● THE PROBLEM
When you write out the material, keep every line exactly as it is.

┄┄┄┄┄┄┄┄┄┄

Issue #623, opened 2016-07-22
Fix string type handling in attach_kprobe()


markdrayton:
As discovered in #615, `attach_kprobe()` with `from __future__ import unicode_literals` makes an assertion failure:

```
# ./cachetop.py
Traceback (most recent call last):
  File "./cachetop.py", line 255, in <module>
    curses.wrapper(handle_loop, args)
  File "/usr/lib/python2.7/curses/wrapper.py", line 43, in wrapper
    return func(stdscr, *args, **kwds)
  File "./cachetop.py", line 177, in handle_loop
    b.attach_kprobe(event="add_to_page_cache_lru", fn_name="do_count")
  File "/usr/lib/python2.7/dist-packages/bcc/__init__.py", line 362, in attach_kprobe
    assert isinstance(event, str), "event must be a string"
AssertionError: event must be a string
```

┄┄┄┄┄┄┄┄┄┄

● WRITTEN RESPONSE
Issue #623, opened 2016-07-22
Fix string type handling in attach_kprobe()


markdrayton:
As discovered in #615, `attach_kprobe()` with `from __future__ import unicode_literals` makes an assertion failure:

```
# ./cachetop.py
Traceback (most recent call last):
  File "./cachetop.py", line 255, in <module>
    curses.wrapper(handle_loop, args)
  File "/usr/lib/python2.7/curses/wrapper.py", line 43, in wrapper
    return func(stdscr, *args, **kwds)
  File "./cachetop.py", line 177, in handle_loop
    b.attach_kprobe(event="add_to_page_cache_lru", fn_name="do_count")
  File "/usr/lib/python2.7/dist-packages/bcc/__init__.py", line 362, in attach_kprobe
    assert isinstance(event, str), "event must be a string"
AssertionError: event must be a string
```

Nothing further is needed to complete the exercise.